Johnson pendelt mühelos - und verdammt gekonnt - zwischen verschiedenen Erzählperspektiven, Briefpassagen, Zeitebenen und Handlungssträngen, lässt seine Leser aber nie auf ihrem buchstäblich halluzinatorischen Trip allein. Anders als im traditionellen Schauerroman entspringt der Horror in "Schon tot" dabei nicht dem permanent präsenten Jenseitigen oder Übersinnlichen, sondern der diesseitigen Welt.

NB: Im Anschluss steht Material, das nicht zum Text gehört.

PR #4518, opened 2026-09-17
[ISSUE #4515] fix(alert): block stale rule actions while filtering

### LINKED ISSUE #4515: [Studio][Bug] Alert rule filters leave stale rows actionable while pages reload

- [x] I searched open and closed issues and pull requests for alert rule filter loading, stale rows, page refresh, and table request ownership.

### Problem

The native Alert Rules page initializes `loading=true` and explicitly re-enters loading when the route changes between CLUSTER and BUSINESS domains. The normal server-page effect, however, never sets loading back to true when search text, enabled status, pagination, page size, refresh version, or language changes. Its completion path only sets loading to false.

After the first load, each of those changes leaves the previous rows and total visible without a loading boundary while the replacement request is pending. Row enable/edit/delete controls, row selection, and bulk actions remain actionable against records from the previous query scope.

The effect cleanup prevents an older response from publishing after dependencies change, so this is not a stale-response race. The missing behavior is the visible and interactive loading boundary for the current request.

### Impact

Operators can mutate or select rules that no longer belong to the active search, status filter, page, or refreshed inventory. The screen also presents the previous result set as current until the server responds, which is misleading during alert administration.

### Proposed Design

Keep the existing request effect and cancellation behavior:

1. Re-enter `loading=true` whenever the rule-page request effect starts.
2. Keep current rows mounted behind the Ant Design table loading overlay so layout remains stable and actions are blocked while the replacement page is pending.
3. Keep the existing domain-change render-time reset and response cancellation guard unchanged.
4. Do not add search debouncing or change the Alert Rule API in this fix.

Because the repository lint rule rejects synchronous state writes at the top of an effect, schedule the loading transition through the same guarded microtask pattern already used by other server-backed tables.

### Acceptance Criteria

- Search, enabled-status, page, page-size, and refresh changes show the table loading state until the current request settles.
- Existing rows are not actionable while the replacement request is pending.
- Loading clears on both success and failure for the current request.
- Superseded responses remain unable to publish.
- Domain switching continues to clear old-domain rows and filters immediately.
- A deferred-promise frontend regression fails on current master and passes after the fix.
- Focused tests, frontend lint/build, formatting, and `git diff --check` pass.

AI-assisted source audit; behavior was verified from the current effect, table loading binding, and action controls.

Aias00:
## Summary

- re-enter the Alert Rules table loading state whenever the server-backed query refreshes
- block row selection, row mutations, and bulk mutations while replacement rows are pending
- add a deferred filter regression that keeps old rows visible but verifies every stale mutation path is disabled

## Validation

- `npm test -- src/pages/ops/__tests__/AlertsPage.test.tsx --silent` (27/27)
- `npm test -- --retry=2 --reporter=dot --silent` (122 files, 1035/1035)
- `npm run lint` (0 errors; 10 pre-existing warnings)
- `npm run build`
- `npx prettier --check src/pages/ops/alerts.tsx src/pages/ops/__tests__/AlertsPage.test.tsx`
- `git diff --check`
- independent code review: APPROVE after the stale bulk-action guard was added

Closes #4515


RockteMQ-AI (approved):
### Summary
This PR fixes a race condition where user actions (toggle, delete, bulk operations) could fire against stale alert rule data while the table was refreshing from the server.

The fix introduces `isRuleActionBlocked = loading || isActionRunning` and applies it consistently across all mutation entry points. The deferred loading state pattern (`Promise.resolve().then(...)`) ensures existing data remains visible while the loading indicator activates.

### Findings
- **[Info]** `alerts.tsx:363-365` — The microtask-deferred `setLoading(true)` is a clean way to avoid a flash of stale data. Consider adding a brief comment explaining why the deferral is needed for future maintainers.
- **[Info]** `AlertsPage.test.tsx:360-389` — Excellent test coverage. Verifying that all mutation paths (toggle, delete, bulk enable/disable/delete, checkbox) are disabled during loading is thorough.

LGTM — clean race condition fix with comprehensive test coverage.

---

RockteMQ-AI (approved):
### Summary
This PR fixes a UI state management issue in the alerts page. When a filtered page is loading, bulk actions (enable/disable/delete) and individual rule actions are now correctly disabled to prevent stale operations. The fix introduces an `isRuleActionBlocked` flag that combines `loading` and `isActionRunning` states.

### Findings
- **[Info]** `alerts.tsx` — The `isRuleActionBlocked` derivation is clean and correctly prevents actions during loading. The `setLoading(true)` in a microtask ensures the loading state is set before the async fetch starts.
- **[Info]** `AlertsPage.test.tsx` — The test verifies that all action buttons are disabled during loading and that no bulk/individual actions are triggered. Good coverage.

### Suggestions
- The microtask pattern (`Promise.resolve().then(...)`) for setting loading state is a bit unusual. Consider whether `useTransition` or a simpler state management approach might be clearer.

Clean fix for a real UX issue.

---

lizhimins (changes requested):
The defect, the fix and the tests are all correct — but please consolidate this with #4511 and #4527 into a single PR, and drop the microtask wrapper.

**The defect is real, and this file already admits it.** `web/src/pages/ops/alerts.tsx` initialises `loading` to `true` and only resets it in the `.finally`; the domain-switch block sets `loading` synchronously with a comment explaining that otherwise the previous domain's rules stay visible with `loading=false` until the new page resolves. The ordinary pagination effect (deps `[domain, enabledFilter, page, pageSize, rulesVersion, search, t]`) is simply missing the same reset. So after the first load, changing the search term / enabled filter / page / page size, or bumping `rulesVersion` after a mutation, leaves the previous rule set actionable: inline Switch / edit / duplicate / delete, the row-selection checkboxes, and — most dangerously — the bulk enable / disable / delete toolbar operating on a stale selected-id set.

**`isRuleActionBlocked` is necessary, not redundant.** antd's `.ant-spin-blur` sets `pointer-events: none` over the table body, so inline controls are covered by the mask, but the bulk buttons live *outside* the Table and are not. The explicit `disabled={!hasSelectedRules || isRuleActionBlocked}` plus the early-return guards in the handlers are the right layering. Leaving `listAlertRuleRuntime` unguarded is acceptable since it is read-only display and every mutation based on those rows is already blocked.

**Change 1 — consolidate the three pages into one PR.** #4511 (ACL page), #4518 (this one) and #4527 (system alerts page) are the same fix applied to three pages, each carrying its own copy of the identical microtask block. Please submit one PR covering all three (one commit per page is fine) so the pattern lands once, is reviewed once, and cannot drift between pages — #4527 already diverges in how it renders the loading state. We will close the remaining two as superseded once the combined PR is up.

**Change 2 — replace the microtask wrapper with a synchronous state update.** The new block at the top of the pagination effect:

```ts
  if (!mounted) return;
  setLoading(true);
});
```

defers the flag reset to a microtask for no benefit, and the `mounted` guard is unnecessary because the effect body already runs synchronously during the same commit. Set `loading` synchronously, exactly like the domain-switch block in this same file does, and reuse that comment's phrasing so both paths read alike.

Aias00:
Superseded by the consolidated loading-state fix in #4527, which now includes this alert-rule change on top of the current `rocketmq-studio` branch together with the ACL and system-alert variants.

PR #4521, opened 2026-09-17
fix(metrics): preserve unavailable broker runtime fields

### LINKED ISSUE #4519: [Studio][Bug] Missing Broker runtime fields can falsely resolve native metric alerts

- [x] I searched open/closed issues and PRs for missing Broker runtime metrics, false alert recovery, disk/heap/send-queue availability, and native alert reconciliation.
- [x] I verified the control flow on current `master` (`987b748e8f4f421c5cd3c4c4e51a064cc7e59f18`).

### Problem

`ApacheRocketMqClusterMetricsCollector` treats a successful `fetchBrokerRuntimeStats` call as Broker availability, but silently **omits** individual metric samples when `commitLogDiskRatio`, JVM heap fields, or send-thread-pool queue fields are missing/invalid.

`NativeAlertProcessor.processSuccessfulCollection` later reconciles missing active states for the entire cluster-metric scope. Its whole-scope failure guard only stops reconciliation for an UNAVAILABLE sample with empty labels. A missing broker-scoped metric emits no sample at all, so an existing active rule fingerprint is absent from `presentKeys` and can be advanced to RESOLVED.

### Impact

A transiently absent or malformed Broker runtime field can look like a real recovery. For example, a firing `broker.disk.usage_ratio` alert may be marked RESOLVED and enqueue a recovery notification merely because `commitLogDiskRatio` was missing for one collection, while `broker.availability` still reports the Broker as healthy.

The same failure mode applies to:
- `broker.disk.usage_ratio`;
- `broker.jvm.heap.usage_ratio`;
- `broker.send_queue.usage_ratio`.

### Expected behavior

Once Broker runtime stats are reachable, each supported metric must produce either an AVAILABLE value or a **broker-scoped UNAVAILABLE** sample. Missing/invalid individual fields must never be represented by absence.

A broker-scoped UNAVAILABLE sample keeps the rule fingerprint present, skips numeric evaluation, and prevents missing-state reconciliation from generating a false recovery while leaving other Broker metrics usable.

### Verification plan

Add red-first collector coverage proving a missing/invalid runtime field currently produces no metric sample. Add an integration-style NativeAlertProcessor regression: start from an active broker metric state, process a successful collection containing the same broker-scoped metric as UNAVAILABLE, and verify no RESOLVED lifecycle event/recovery notification is emitted.

Preserve genuine Broker unavailability and all valid numeric parsing behavior.

AI-assisted source audit; the collector and reconciliation control flow were verified before filing.

zmuxuny:

- Fixes #4519

### Brief Description

`ApacheRocketMqClusterMetricsCollector` treated a successful Broker runtime RPC as Broker availability, but silently omitted `broker.disk.usage_ratio`, `broker.jvm.heap.usage_ratio`, or `broker.send_queue.usage_ratio` when the corresponding runtime fields were missing or invalid.

Native alert reconciliation uses metric-sample presence to distinguish a disappeared metric from a still-present unavailable metric. Omitting the sample could therefore make an active Broker alert look recovered and emit a false RESOLVED/recovery notification.

This change makes each supported Broker runtime metric explicit: parsing success emits AVAILABLE; missing/invalid input emits a broker-scoped UNAVAILABLE sample with the same `brokerName`/`brokerAddr` fingerprint. Other Broker metrics remain independently usable.

### Red / Green Verification

Fail-before:
- Added a Broker runtime fixture with a reachable Broker and an empty runtime table.
- The regression requires broker-scoped UNAVAILABLE samples for disk, JVM heap, and send queue metrics.
- `ApacheRocketMqClusterMetricsCollectorTest`: **4 tests, exactly 1 failure** because the old collector emitted no sample.

Green, Java 21:
- `ApacheRocketMqClusterMetricsCollectorTest,NativeAlertProcessorTest`: **26/26 passed**.
- Added a cross-module alert contract proving a broker-scoped UNAVAILABLE sample keeps an active fingerprint and emits no RESOLVED event/recovery outbox entry.
- `git diff --check`: clean.

### Compatibility / Risk

Valid numeric runtime values are unchanged. A Broker runtime RPC failure still produces the existing `broker.availability` UNAVAILABLE sample. This patch only replaces silent per-field omission with explicit per-Broker availability, matching the native alert state machine's existing UNAVAILABLE semantics.

No API/schema/dependency/frontend changes.

AI-assisted source audit, implementation and regression authoring; the missing-sample reconciliation path was reproduced before changing production code.


RockteMQ-AI (approved):
### Summary
This PR correctly fixes a subtle bug where missing broker runtime fields (disk usage, heap usage, send queue usage) were silently omitted from metric samples, causing native alert reconciliation to falsely resolve active alerts.

The fix introduces a clean `metricOrUnavailable()` helper that emits UNAVAILABLE samples instead of dropping metrics, preserving alert state continuity. Tests verify both the metric emission and the alert reconciliation behavior.

### Findings
- **[Info]** `ApacheRocketMqClusterMetricsCollector.java:116-121` — Clean refactoring. The `metricOrUnavailable` pattern is a good abstraction for handling optional metrics with explicit unavailability semantics.
- **[Info]** `NativeAlertProcessorTest.java` — Excellent addition of the `unavailableSamplesKeepActiveFingerprints` test, which directly validates the alert reconciliation fix.

LGTM — well-structured fix with thorough test coverage.

---

PR #4525, opened 2026-09-17
fix(message): surface message-id lookup failures

### LINKED ISSUE #4524: [Studio][Bug] Message-ID lookup failures are reported as confirmed empty results

- [x] I searched open/closed issues and PRs for message-id lookup failures, `viewMessage`, empty results, and msgId diagnostics.
- [x] I reproduced the behavior on current `master` (`987b748e8f4f421c5cd3c4c4e51a064cc7e59f18`).

### Problem

The Apache message query path turns real message-ID lookup failures into a confirmed empty result.

`RocketMQMessageProvider.queryByMsgId` catches every exception from `DefaultMQAdminExt.viewMessage(topic, msgId)`, logs it, then tries the decoded-offset fallback. `viewMessageByOffsetId` also catches every exception and returns `null`. If neither path returns a message, the provider returns an empty list.

For a non-offset/unique message id, the fallback cannot decode the id at all. A NameServer/Broker/RPC failure from the primary lookup is therefore indistinguishable from "message not found". For an offset msgId, a primary RPC failure followed by a direct Broker lookup failure has the same false-empty outcome.

### Impact

Message-ID lookup is an incident-diagnostic path. Returning `0 messages` after a transport/provider failure can make an operator conclude that a message does not exist when Studio actually failed to query it.

Other message query paths already distinguish absence from operational failure: key and unique-key queries return empty only for known no-message response codes and surface unexpected failures as HTTP-style 502 errors.

### Expected Behavior

- Known no-message / query-not-found outcomes remain valid empty results.
- Existing broker-topology rejection for unsafe offset ids remains fail-closed and does not trigger an outbound lookup.
- If the primary lookup fails but the validated decoded-offset fallback succeeds, preserve the successful fallback behavior.
- If an actual lookup is attempted and all applicable lookup paths fail operationally, return a 502-style `BusinessException` instead of a confirmed empty result.

### Red Reproduction

On unmodified `master`, I added one regression where `viewMessage("TopicA", "uniq-key-failure")` throws `IllegalStateException("nameserver unavailable")` and require the provider to surface 502.

`RocketMQMessageProviderTest`: **55 tests, exactly 1 failure**. The new test fails with `Expecting code to raise a throwable`, while the provider logs the failure and returns an empty list.

### Proposed Scope

Keep the public API shape unchanged. Classify known not-found response codes separately from operational failures, preserve the existing offset-id fallback, and add focused tests for unique-key failure, offset fallback failure/success, and genuine not-found behavior.

AI-assisted source audit and regression authoring; the fail-before test was executed locally with Java 21.

zmuxuny:

- Fixes #4524

### Brief Description

Apache message-ID queries could convert lookup errors into an empty result. The primary lookup recorded the error, the decoded-offset fallback also reduced errors to a null result, and the provider then returned an empty list.

This change keeps the existing fallback behavior while distinguishing a known absent message from an operational lookup error. Known no-message response codes stay empty results, broker-topology rejection remains unchanged, and a successful decoded-offset fallback still rescues a failed primary lookup. When all applicable lookup paths fail operationally, Studio now returns a 502-style `BusinessException` rather than `0 messages`.

The trace-timestamp path stays best-effort and keeps its existing one-hour fallback window.
### Red / Green Verification

Fail-before, Java 21:
- Added a regression where `viewMessage("TopicA", "uniq-key-failure")` throws `IllegalStateException("nameserver unavailable")`.
- `RocketMQMessageProviderTest`: **55 tests, exactly 1 failure**.
- The new test failed with `Expecting code to raise a throwable`, proving current master returned empty instead of surfacing the lookup failure.

Green, Java 21:
- `RocketMQMessageProviderTest`: **56/56 passed**.
- `RocketMQMessageProviderTest,MessageServiceTest,MessageControllerTest,MessageQueryToolHandlerTest`: **87/87 passed**.
- `git diff --check`: clean.
### Compatibility / Risk

No API, schema, dependency, or frontend changes. Known absent-message outcomes remain empty; the existing offset-id topology boundary is unchanged; successful fallback lookup behavior is preserved. Only operational lookup failures that were previously reported as confirmed empty now surface as errors.

AI-assisted source audit, implementation and regression authoring; fail-before and green verification were executed locally against the stated baseline.


RockteMQ-AI (approved):
### Summary
Well-structured fix that properly distinguishes "message not found" from "lookup failed" in message-id queries. The `OffsetMessageLookup` record cleanly carries both the result and failure from the fallback path, and the `isMessageLookupAbsent` helper encapsulates the known-absent response codes.

The behavioral change — early-returning empty when `BrokerTopologyGuards` rejects the msgId instead of falling through to the offset lookup — is a good optimization since the fallback would also fail in that case.

Test coverage is solid: verifies that non-offset lookup failures are surfaced, offset fallback failures propagate as `BusinessException(502)`, and known-absent responses still return empty results.

LGTM.

---

PR #4527, opened 2026-09-17
[ISSUE #4509][ISSUE #4515][ISSUE #4526] fix(ui): block stale filtered-page actions

### LINKED ISSUE #4526: [Studio][Bug] System Alert filters keep stale events actionable while the feed reloads

- [x] I searched open and closed issues and pull requests for System Alert filter loading, stale event rows, pending acknowledgement, and feed refresh behavior.

### Problem

The System Alerts page initializes `loading=true`, but its server-page effect never sets loading back to true when the level, domain, transition, suppression, instance, label, time, pagination, or refresh dependencies change. The request completion path only sets loading to false.

After the initial load, changing any filter or page leaves the previous alert feed rendered as if it matched the new query. Acknowledgement, delivery-record, related-event, root-cause, and delivery-retry actions on those stale events remain reachable while the replacement request is pending.

The effect cleanup already prevents an older response from publishing after dependencies change. This is not a response-order race; it is a missing loading and interaction boundary for the current request.

### Impact

During incident triage, operators can acknowledge or inspect an event that is no longer part of the active query. The screen also temporarily presents the previous result set and counts as current, which can mislead filtering and pagination decisions.

### Proposed Design

Keep the existing request effect and cancellation behavior:

1. Re-enter `loading=true` whenever the System Alert page request starts.
2. Reuse the existing render behavior: while loading, show the loading Card and do not render the previous alert feed or its row actions.
3. Preserve the current stale-response cancellation and collector-status request.
4. Do not add input debounce or change backend APIs in this fix.

Because the frontend lint rule rejects synchronous state writes at the top of an effect, schedule the loading transition with a guarded microtask and check the existing `cancelled` flag before updating state.

### Acceptance Criteria

- Filter, page, and refresh changes enter the loading state until the current request settles.
- Events from the previous query and their actions are not rendered while replacement data is pending.
- Loading clears on both success and failure for the current request.
- Superseded responses remain unable to publish.
- A genuine empty result still renders the normal empty state after loading completes.
- A deferred-promise regression fails on current master and passes after the fix.
- Focused tests, the frontend suite, lint, build, formatting, and `git diff --check` pass.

Es sind auch weniger die stellenweise drastischen Gewaltdarstellungen, mit denen der Autor den Schrecken erzeugt, sondern eher die beiläufig eingeflochtenen Details: sei es das erbärmliche Nomadentum einer verlassenen Ehefrau, die mit ihrem kleinen Sohn in einem schäbigen Auto hausen muss und von der Hand in den Mund lebt, sei es das peinigende Kriegstrauma eines Beirut-Veteranen, seien es die CNN-Bilder der Truppenbewegungen am Persischen Golf. Die Faszination des Buchs entsteht nicht zuletzt in diesem Gegenüber von surrealer Phantastik und zeitkritisch-authentischer Schonungslosigkeit. Ein großer Roman, der zwar hin und wieder vom Sprachpathos der zelebrierten Naturmystik etwas aufgebläht wird, aber seinen kleinen Schwächen keineswegs unterliegt.

Titelbild

Denis Johnson: Schon tot.
Übersetzt aus dem Amerikanischen von Bettina Abarbanell und Fritz Mergel.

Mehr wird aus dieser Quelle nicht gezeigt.